Another gem is pyxl from Dropbox

https://github.com/dropbox/pyxl

Reminds me of JSX/E4X/XML Islands, etc.

alanfranz · on April 8, 2015

Interesting and clever approach (even though, as I see, pyxl came first at that).

Just a doubt: how do I specify source file encoding if the coding string is now hijacked for interpolation purposes? Is there a default, fixed encoding (which I hope is not iso-8859-1, python's own default)?

est · on April 8, 2015

> Is there a default, fixed encoding

For interpy, I think it assumes utf-8 by default.

https://github.com/syrusakbary/interpy/blob/master/interpy/c...

b6fan · on April 8, 2015

The `codecs.register` approach is interesting. I hope Ruby has something similar.
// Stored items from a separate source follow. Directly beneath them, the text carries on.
PR #694, opened 2024-01-15
EBV Prefill: auto fill path

ChristianBeilschmidt:


projects/dashboards/ebv-analyzer/src/app/ebv-selector/ebv-selector.component.ts
```diff
@@ -97,10 +96,21 @@ export class EbvSelectorComponent implements OnInit {
     layerSelected(id?: ProviderLayerIdDict): void {
         this.layerId = id;
 
-        if (this.autoShowEbv) {
-            this.autoShowEbv = false;
-            this.showEbv();
+        this.showEbv();
+    }
+
+    pathChange(collections: LayerCollectionDict[]): void {
```
michaelmattig, line 102: would it make sense to abort further loading the tiles once the selection changes?

At least for me it's lagging heavily behind, when I change the layer while it is still loading. But may be because of the developer mode with limited requests.

michaelmattig (approved):

PR #710, opened 2024-03-07
Input layer removal checkbox

dbrandenstein:


projects/core/src/lib/layers/layer-list/layer-list-element/layer-list-element.component.html
```diff
@@ -24,7 +24,7 @@
                 <mat-icon>merge_type</mat-icon>
                 <span class="mat-body-2">Lineage</span>
             </button>
-            <button mat-menu-item (click)="projectService.removeLayer(layer)">
+            <button mat-menu-item (click)="projectService.removeLayer(layer).subscribe()">
```
ChristianBeilschmidt, line 27: Why is it necessary to subscribe here when it wasn't before?

projects/core/src/lib/operators/dialogs/helpers/layer-selection/layer-selection.component.html
```diff
@@ -13,6 +13,7 @@ <h4>Select input {{ title }}</h4>
     </button>
 </div>
 <geoengine-layer-collection-layer-details [layerMetadata]="metadata" *ngIf="expanded"></geoengine-layer-collection-layer-details>
+<mat-checkbox (click)="toggleRemoveAfterCreation()">Remove after operator creation</mat-checkbox>
```
ChristianBeilschmidt, line 16: grafik

I'm not quite sure that providing multiple checkboxes that (somewhat) bloat the dialog, really helps the user.

Can we come up with something more elegant?

For instance, one checkbox beside the "add" button?
Is there a need for the user to selectively remove certain inputs but not the others? I think they could do this via the layer menu.

Moreover, isn't this just a thing for the raster vector join where a user thought: Well, I have the same points than before, it could have removed the others.

So, is this a general "thing" for all operator dialogs? And if so, shouldn't it be checked for certain dialogs in the first place, and not for others?

I think we should first talk about this one. Then, I can review the solution. But my stomach tells me I'm not convinced, yet.

ChristianBeilschmidt (changes requested):

PR #720, opened 2024-03-19
Map resolution and extent info

dbrandenstein:


dbrandenstein:
[Info-Box über Auflösung und Anfragerechteck](https://trello.com/c/aIlip82E/1643-info-box-%C3%BCber-aufl%C3%B6sung-und-anfragerechteck)

projects/core/src/lib/map/map-info/map-info.component.scss
```diff
@@ -0,0 +1,12 @@
+.map-info {
+    z-index: 1;
+    position: absolute;
+    margin-bottom: 10px;
```
michaelmattig, line 4: maybe better work with rem instead of pixels

projects/dashboards/gfbio/src/app/app.component.html
```diff
@@ -65,6 +65,10 @@
             </ng-container>
         </geoengine-map-container>
     </div>
+    <geoengine-map-info
```
michaelmattig, line 68: this gets covered up if there are too many layers

michaelmattig: image

projects/core/src/lib/map/map-info/map-info.component.ts
```diff
@@ -0,0 +1,39 @@
...
+    ) {}
+
+    info(): Observable<string> {
+        return this.projectService.getSpatialReferenceStream().pipe(
+            map((srs) => this.spatialReferenceService.getOlProjection(srs).getUnits()),
+            combineLatestWith(this.mapService.getViewportSizeStream()),
+            map(
+                ([unit, viewport]) =>
+                    `Resolution: ${viewport.resolution} ${unit}/px
+                     x: (${viewport.extent[0]}, ${viewport.extent[2]})
```
michaelmattig, line 34: the text gets very long with lots of decimals. maybe only show the first two and then ... and show the real value on click?

projects/dashboards/gfbio/src/app/app.component.html
```diff
@@ -65,6 +65,10 @@
...
+        *ngIf="config.COMPONENTS.MAP_INFO.AVAILABLE"
```
michaelmattig, line 69: I wasn't really involved in the design process of this, if there was any. But: isn't this a bit too prominently places? it takes a lot of space that covers the map.

Can we not instead put this info in the top bar? We also show the selected time there, so I think it would make sense to show the bbox there as well, as both make up the query rectangle.

projects/core/src/lib/map/map-info/map-info.component.ts
```diff
@@ -0,0 +1,39 @@
...
+                     y: (${viewport.extent[1]}, ${viewport.extent[3]})`,
```
michaelmattig, line 35: maybe it would make more sense to show min and max (of x and y) on top of each other and aligned?

like

min: x: -180 y: -90
max: x:  180 y:  90

then I think it's more easily visible how large the bbox is in each dimension. But this only makes sense if the numbers are aligned though.

projects/gis/src/app/app-config.service.ts
```diff
@@ -11,6 +11,9 @@ interface Components {
     readonly REGISTRATION: {
         readonly AVAILABLE: boolean;
     };
+    readonly MAP_INFO: {
```
michaelmattig, line 14: map info is very generic. maybe call it MAP_BBOX_RESOLUTION_OVERLAY?
or something more compact but more recognizable if you have an idea.

projects/core/src/lib/map/map-info/map-info.component.scss
dbrandenstein: https://github.com/geo-engine/geoengine-ui/pull/720/commits/f9fa9764e7913450d7380b862ca6694e3092f31f

projects/dashboards/gfbio/src/app/app.component.html
dbrandenstein: https://github.com/geo-engine/geoengine-ui/pull/720/commits/4206dae5ccb78469753122cd3e8a3e24564861f8

projects/core/src/lib/map/map-info/map-info.component.ts
dbrandenstein: https://github.com/geo-engine/geoengine-ui/pull/720/commits/2ac20ad03521e0f6d9bbd9c750a252005a324b2e

projects/core/src/lib/map/map-info/map-info.component.ts
dbrandenstein: https://github.com/geo-engine/geoengine-ui/pull/720/commits/2ac20ad03521e0f6d9bbd9c750a252005a324b2e

projects/gis/src/app/app-config.service.ts
dbrandenstein: https://github.com/geo-engine/geoengine-ui/pull/720/commits/5f68e95e3c0c65f8f6ba5500915bc974b8d3fce8
https://github.com/geo-engine/geoengine-ui/pull/720/commits/10617c83eb85f4dc97e6169dd0eaa62681a39ae3

projects/core/src/lib/map/map-info/map-info.component.ts
michaelmattig: it's not enough to add a plus sign in front to properly align the numbers:

image

either we live with the numbers not being properly aligned, then we can remove the plus sign
or we properly align it. But then I guess we would need a monospace font and right-align the numbers, because then the decimal point would always be at the same place.

I'm fine with either solution.

projects/core/src/lib/map/map-info/map-resolution-extent-overlay.component.ts
```diff
@@ -0,0 +1,61 @@
...
+    private static readonly lowNumFractions = 2;
+    private static readonly highNumFractions = 12;
+
+    constructor(
+        private mapService: MapService,
+        private spatialReferenceService: SpatialReferenceService,
+        private projectService: ProjectService,
+    ) {}
+
+    togglePrecision(): void {
```
michaelmattig, line 31: can you show a hand cursor when hovering the overlay so that users know something happens on click?

dbrandenstein: https://github.com/geo-engine/geoengine-ui/pull/720/commits/fca7837d75a4889040b71ba97919799f3f9f2f77

projects/core/src/lib/map/map-info/map-info.component.ts
dbrandenstein: https://github.com/geo-engine/geoengine-ui/pull/720/commits/b5643386f00df93ec55b0986b052a1d7365aa027

michaelmattig (approved):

Unfortunately I could not find such thing in Ruby.

est · on April 8, 2015

Yup that's the point of my submission, too bad HN edited my title so it looks like a boring trick. It allows you to transform your code without significant speed loss.

Think of possibilities like

# coding: JIT

or

# coding: inline-C

etc.

maxerickson · on April 8, 2015

The typical way to do that is to reuse the interpreter infrastructure. This hack could be done with the ast:

https://docs.python.org/3.5/library/ast.html#ast.NodeTransfo...

est · on April 9, 2015

AST is cool, but you have to comply with Python's syntax.

the coding way you can invent any wild syntax.

maxerickson · on April 9, 2015

I guess my first approach to that would not involve overloading the import statement.

BerislavLopac · on April 8, 2015

There are also Python template strings: https://docs.python.org/2.7/library/string.html#template-str...

volent · on April 8, 2015

Looks fun but it doesn't seem to support unicode in python2.